Fully diluted shares count everything: issued common and preferred stock, plus all shares that *would* exist if every stock option, warrant, SAFE, convertible note, and unallocated option-pool share were exercised and converted. It is the denominator that matters, because it answers the only question an ownership percentage is for — what fraction of the pie do you really own?
Issued vs fully diluted: a working example
A startup has 8,000,000 issued shares. It also has 1,200,000 options granted to employees, an 800,000-share unallocated option pool, and warrants for 100,000 shares held by a venture lender. Issued shares say the founder's 4,000,000 shares are 50% of the company. Fully diluted — 10,100,000 shares — they are 39.6%. The second number is the honest one.
Where the definition gets negotiated
"Fully diluted" sounds objective but has edges that move real money in a term sheet:
- The option pool shuffle — investors habitually require the post-round option pool to be created *pre-money*, which pushes the dilution entirely onto existing holders. A "$12M pre-money" offer with a 15% pool expansion is materially lower than the same number with the pool carved out post-money.
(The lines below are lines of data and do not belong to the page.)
Issue #694, opened 2020-07-08
Get all Partnerships  > query partnerships($input: PartnershipListInput!) > Getting "Cannot return null for non-nullable field Partnership.organization" error when NOT using filter in inputs


iPiyushPatel:
**Describe the bug**
Get all Partnerships  > query partnerships($input: PartnershipListInput!) > Getting "Cannot return null for non-nullable field Partnership.organization" error when NOT using filter in inputs.

**Steps to Reproduce**
On Graphql playground or Postman - create a API request as below snap & attached notepad file and execute request.

**Expected Result**
Partnership results are returned.

**Actual Result**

- SAFEs and notes — whether outstanding convertibles count in the pre-money share count changes the conversion math for everyone; modern SAFEs (post-money form) define this explicitly.
- Out-of-the-money warrants — usually included regardless of strike price, on the theory that dilution risk exists whether or not exercise is currently rational.
Practical rules
Founders should track their cap table on a fully diluted basis from day one, quote ownership to employees in fully diluted percentages (or better, in shares plus the current total), and read every valuation in a term sheet twice: once for the headline number, once for the share count it divides by.